++++ INPUT DATA ++++

PR #3547, opened 2026-05-07
feat(browser): expose uuid on CaptureOptions for cross-source idempotency

### LINKED ISSUE #3546: Expose uuid on CaptureOptions in posthog-js (web), matching posthog-node and posthog-python

The browser SDK's public `capture()` API doesn't accept a custom event `uuid`, even though every surface around it already supports one:

- The `CaptureResult` type already requires `uuid: string` ([`packages/types/src/capture.ts`](https://github.com/PostHog/posthog-js/blob/main/packages/types/src/capture.ts))
- The non-deprecated public method `calculateEventProperties(eventName, properties, timestamp?, uuid?, readOnly?)` accepts a uuid argument (`_calculate_event_properties` was deprecated in favor of it in 1.241.0)
- `capture()` itself **already passes a uuid** through to `calculateEventProperties` — it just generates one locally with `uuidv7()` and never reads from options ([`packages/browser/src/posthog-core.ts#L1259`](https://github.com/PostHog/posthog-js/blob/main/packages/browser/src/posthog-core.ts#L1259))
- **posthog-node** exposes it on `EventMessage.uuid?: string`
- **posthog-python** exposes it on `OptionalCaptureArgs.uuid` ([`args.py`](https://github.com/PostHog/posthog-python/blob/master/posthog/args.py))

`posthog-js` (browser) is the only mainstream PostHog SDK that doesn't let users provide their own uuid. This blocks the official idempotency pattern recommended by PostHog staff in [#17211](https://github.com/PostHog/posthog/issues/17211):

> "We deduplicate based on the sort key `[timestamp, distinct_id, event, uuid]` … the solution here is to make sure you send the events with the same uuid."
> — @tiina303, 2023-09-18

That guidance is impossible to follow from a browser today.

### Concrete use case

A common architecture: a Stripe (or App Store / Play Store) webhook fires from the backend at payment confirmation, and the browser-side success page also fires the same event with attribution context. Both sides know a shared business identifier (e.g. `transaction_id`). Today:

- The server can compute `uuid = uuidv5("${event}:${transaction_id}", NS)` and pass it to `posthog-node.capture({ uuid, timestamp, … })` ✅
- The browser can compute the same uuid but **has no way to pass it to `posthog.capture()`** ❌ — so the two events never share a `uuid` and PostHog's eventual dedup can't collapse them.

This is the same problem class as the App Store webhook example in [#17211](https://github.com/PostHog/posthog/issues/17211), the page-refresh purchase duplicate in the same thread, and the auto-uuid collision rate documented in [#30692](https://github.com/PostHog/posthog/issues/30692).

Two small changes — one field on `CaptureOptions`, one line in `capture()` to read it:

```ts
// packages/types/src/capture.ts
export interface CaptureOptions {
  // …existing fields
  timestamp?: Date
  uuid?: string  // NEW
}
```

```diff
// packages/browser/src/posthog-core.ts — capture(), around line 1259
  const timestamp = options?.timestamp || systemTime
- const uuid = uuidv7()
+ const uuid = options?.uuid || uuidv7()
```

`calculateEventProperties` already accepts the uuid argument, so no further plumbing is needed.

Usage:

```ts
posthog.capture('purchase', { transaction_id }, {
  uuid: deterministicUuid(event, transaction_id),
  timestamp: serverCanonicalTimestamp,
})
```

Validation behavior to consider: warn (don't throw) on malformed UUIDs, mirroring posthog-node's permissive handling.

## Describe alternatives I've considered

- **Drop client-side fires for transactional events.** Works, but loses the browser-side event-time attribution context (utm, `$current_url`, `$referrer`) that some teams need for ad-platform CAPI parity.
- **Sync only `timestamp` + `$insert_id`** between sides and rely on PostHog's auto-uuid derivation. Brittle — depends on undocumented hash internals; behavior could change between SDK versions.
- **Set `uuid` via a `before_send` hook.** Awkward — `before_send` mutates outgoing events but the auto-uuid has already been generated and assigned by then; replacing it is fragile.

## Related sub-libraries

- [ ] All of them
- [x] `posthog-js` (web)
- [ ] `posthog-js-lite`
- [ ] `posthog-node` *(already supports it)*
- [ ] `posthog-react-native`

## Additional context

- The existing test at `packages/core/src/__tests__/posthog.capture.spec.ts` already asserts `uuid: expect.any(String)` in the captured payload — extending it to assert pass-through of a user-provided uuid would be a small change.
- Is the omission deliberate? If there's a reason to keep browser events on auto-generated uuidv7s (e.g. session-replay correlation, ordering invariants in ingestion), happy to discuss alternatives. Otherwise, glad to send a PR.
- Linked issues for context: [#17211](https://github.com/PostHog/posthog/issues/17211) (idempotency request, open since 2023), [#30692](https://github.com/PostHog/posthog/issues/30692) (auto-uuid collision rate ~0.7%).

williamchong:
## Problem

  Engineers integrating `posthog-js` from the browser have no way to set a deterministic event `uuid`, which blocks the official cross-source idempotency pattern recommended by PostHog staff in [PostHog/posthog#17211](https://github.com/PostHog/posthog/issues/17211):

  > "We deduplicate based on the sort key `[timestamp, distinct_id, event, uuid]` … the solution here is to make sure you send the events with the same uuid."
  > — @tiina303, 2023-09-18

  A common architecture is a server-side webhook (e.g. Stripe `checkout.session.completed`) **and** a browser-side success page both firing for the same business transaction. Today they emit different `uuidv7()`s, so PostHog's eventual deduplication cannot collapse them — every redirect-driven flow ends up with ~2× event inflation.

  `posthog-js` (browser) is the only mainstream PostHog SDK that doesn't expose this:

  - `posthog-node` already has it on `EventMessage.uuid?: string`
  - `posthog-python` already has it on `OptionalCaptureArgs.uuid`
  - `@posthog/core` already has it on `PostHogCaptureOptions.uuid` (with the comment "Check out posthog-js for these additional options and try to keep them in
  sync")

  This PR closes the parity gap. Closes #3546.

  ## Changes

  Two surgical changes in `packages/types` and `packages/browser`, plus a test:

  1. **`packages/types/src/capture.ts`** — added `uuid?: string` to the `CaptureOptions` interface, with a JSDoc explaining the cross-source idempotency use case and linking PostHog/posthog#17211.

  2. **`packages/browser/src/posthog-core.ts:1259`** — `capture()` already passes a uuid through to `calculateEventProperties`; previously it always generated a fresh `uuidv7()` and never read from options. One-line change:

     ```diff
     - const uuid = uuidv7()
     + const uuid = options?.uuid || uuidv7()
     ```

  3. **`packages/browser/src/__tests__/posthog-core-also.test.ts`** — added a test mirroring the existing `'captures when time is overriden by caller'` test, asserting that a caller-supplied `uuid` lands on the captured event.

  4. **`.changeset/`** — minor bump for `posthog-js` (auto-bumps `@posthog/types` via the existing fixed group in `.changeset/config.json`).

  ### Usage

  ```ts
  posthog.capture('purchase', { transaction_id }, {
    uuid: deterministicUuid(eventName, transaction_id), // e.g. uuidv5(`${eventName}:${transaction_id}`, NS)
    timestamp: serverCanonicalTimestamp,
  })
  ```

  Now both the server-side `posthog-node.capture({ uuid, … })` and the browser-side `posthog.capture(name, props, { uuid, … })` can produce identical `(timestamp, distinct_id, event, uuid)` tuples and PostHog's existing dedup will collapse them.

  ### Notes for reviewers

  - I deliberately did **not** add a sentinel property like `$event_uuid_override_provided` (analogous to `$event_time_override_provided`). Adding new `$`-namespaced properties feels like a maintainer call rather than contributor scope. Happy to add one if you'd like — just let me know the preferred property name.
  - No validation on the uuid string format; matches `posthog-node`'s permissive handling. Could add a dev-mode warning if desired.
  - No deprecation needed — this is purely additive on an optional field.

  ### Libraries affected

  - [ ] All of them
  - [x] posthog-js (web)
  - [ ] posthog-node
  - [ ] posthog-react-native
  - [ ] @posthog/react
  - [ ] @posthog/ai
  - [ ] @posthog/convex
  - [ ] @posthog/next
  - [ ] @posthog/nextjs-config
  - [ ] @posthog/nuxt
  - [ ] @posthog/rollup-plugin
  - [ ] @posthog/webpack-plugin
  - [x] @posthog/types

  ## Checklist

  - [x] Tests for new code

  ### If releasing new changes


.changeset/expose-uuid-on-capture-options.md
```diff
@@ -0,0 +1,16 @@
+---
+'posthog-js': minor
+---
+
+`capture()` now accepts an optional `uuid` on `CaptureOptions`, mirroring `posthog-node` (`EventMessage.uuid`) and `posthog-python` (`OptionalCaptureArgs.uuid`). When provided, it overrides the auto-generated `uuidv7()` for that event.
+
+This unblocks the official idempotency pattern recommended in [posthog/posthog#17211](https://github.com/PostHog/posthog/issues/17211): emit a server-side webhook event and a browser-side success-page event for the same business transaction with a deterministic shared uuid (e.g. `uuidv5("${event}:${transaction_id}", NS)`) so PostHog's eventual deduplication can collapse them into one. Previously this was impossible from the browser SDK because every event was assigned a fresh `uuidv7()` inside `capture()` with no way for the caller to override.
```
marandaneto:
```suggestion
`capture()` now accepts an optional `uuid` on `CaptureOptions`
```

.changeset/expose-uuid-on-capture-options.md
```diff
@@ -0,0 +1,16 @@
...
+
+```ts
+posthog.capture('purchase', { transaction_id }, {
+  uuid: deterministicUuid(eventName, transaction_id),
+  timestamp: serverCanonicalTimestamp,
+})
+```
+
+Closes #3546.
```
marandaneto:
```suggestion
```

packages/types/src/capture.ts
```diff
@@ -97,6 +97,14 @@ export interface CaptureOptions {
      */
     timestamp?: Date
 
+    /**
+     * If set, overrides the auto-generated event uuid. Useful for cross-source idempotency
+     * (e.g. a server webhook and a browser success page both firing for the same business
+     * transaction): emit both events with the same deterministic uuid so PostHog can dedupe
+     * them. See https://github.com/PostHog/posthog/issues/17211.
```
marandaneto:
```suggestion
     * them.
```

.changeset/expose-uuid-on-capture-options.md
```diff
@@ -0,0 +1,16 @@
+---
+'posthog-js': minor
```
marandaneto, line 2: you also have to add a changeset for the `types` package

marandaneto:
@williamchong thanks
left a few comments, once addressed, we can merge and release this

marandaneto (approved):

PR #3533, opened 2026-05-05
fix: next/pages server-only components from being imported in the client

brandonhines-mialabs:
## Problem

`@posthog/next/pages` doesn't build in a Next.js Pages Router app following the documented setup. The `./pages` subpath in `package.json#exports` had no per-runtime conditions, so an `import` from `pages/_app.tsx` transitively pulled in `posthog-node` and `'server-only'`. Next.js rejects `'server-only'` in client modules before tree-shaking can drop the unused re-exports, so `next build` fails with:

> `'server-only' cannot be imported from a Client Component module.`

Pages Router users hit this on every Next version that ships the `server-only` enforcement (Next 13+).

## Changes

Split the `./pages` barrel per runtime, mirroring the pattern already used for the `.` entry:

- `src/pages.client.ts` — `browser` condition. Re-exports `PostHogProvider` and `PostHogPageView` only.
- `src/pages.edge.ts` — `edge-light` / `edge` / `worker` conditions. Re-exports `postHogMiddleware`, `PostHogPageView`, `DEFAULT_INGEST_PATH`.
- `src/pages.ts` — `react-server` / `default` conditions. Unchanged; keeps the full Pages Router surface (`getServerSidePostHog`, `getPostHog`, etc.).

Wired into `package.json#exports`:

```json
"./pages": {
    "types": "./dist/pages.d.ts",
    "edge-light": "./dist/pages.edge.js",
    "edge": "./dist/pages.edge.js",
    "worker": "./dist/pages.edge.js",
    "browser": "./dist/pages.client.js",
    "react-server": "./dist/pages.js",
    "default": "./dist/pages.js"
}
```

Existing consumer imports (`from '@posthog/next/pages'`) keep working unchanged; the resolver picks the right file per runtime.

### Libraries affected

- [ ] All of them
- [ ] posthog-js (web)
- [ ] posthog-js-lite (web lite)
- [ ] posthog-node
- [ ] posthog-react-native
- [ ] @posthog/react
- [ ] @posthog/ai
- [ ] @posthog/convex
- [X] @posthog/next
- [ ] @posthog/nextjs-config
- [ ] @posthog/nuxt
- [ ] @posthog/rollup-plugin
- [ ] @posthog/webpack-plugin
- [ ] @posthog/types

## Checklist

- [X] Tests for new code
- [X] Accounted for the impact of any changes across different platforms
- [X] Accounted for backwards compatibility of any changes (no breaking changes!)
- [X] Took care not to unnecessarily increase the bundle size

[...]

PR #3549, opened 2026-05-07
fix: set default next pages export to client version, matching the default export

brandonhines-mialabs:
## Problem

Users importing from `@posthog/next/pages` in environments where no specific export condition matches (i.e. the `default` fallback is used) will resolve to the server barrel (`pages.js`), which transitively imports `server-only` and `posthog-node`. This causes build failures in client-side contexts. The root `"."` export already defaults to the client barrel, but `"./pages"` was inconsistent.

## Changes

Updated the `default` export condition for `"./pages"` in `package.json` from `./dist/pages.js` (server) to `./dist/pages.client.js` (client), matching the pattern used by the root `"."` export. Updated the corresponding packaging test assertion to reflect the new default.

### Libraries affected

- [ ] All of them
- [ ] posthog-js (web)
- [ ] posthog-node
- [ ] posthog-react-native
- [ ] @posthog/react
- [ ] @posthog/ai
- [ ] @posthog/convex
- [X] @posthog/next
- [ ] @posthog/nextjs-config
- [ ] @posthog/nuxt
- [ ] @posthog/rollup-plugin
- [ ] @posthog/webpack-plugin
- [ ] @posthog/types

## Checklist

- [X] Tests for new code

### If releasing new changes

### DIFF
--- a/.changeset/posthog-next-pages-default-client.md
+++ b/.changeset/posthog-next-pages-default-client.md
@@ -1,0 +1,5 @@
+---
+'@posthog/next': patch
+---
+
+Fix `@posthog/next/pages` default export condition to resolve to the client barrel (`pages.client.js`) instead of the server barrel (`pages.js`), matching the behavior of the root `"."` export. This prevents bundlers that don't match a more specific condition from pulling in `server-only` and `posthog-node` unnecessarily.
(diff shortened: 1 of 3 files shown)


brandonhines-mialabs:
@dustinbyrne hey sorry, follow up fix for #3533

dustinbyrne (approved):
Thank you!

++++

YOUR INSTRUCTIONS: Copy the records above exactly, from the first line through the line containing "### LINKED ISSUE", and include nothing else.

RESPONSE TO THE TASK:
PR #3547, opened 2026-05-07
feat(browser): expose uuid on CaptureOptions for cross-source idempotency

### LINKED ISSUE #3546: Expose uuid on CaptureOptions in posthog-js (web), matching posthog-node and posthog-python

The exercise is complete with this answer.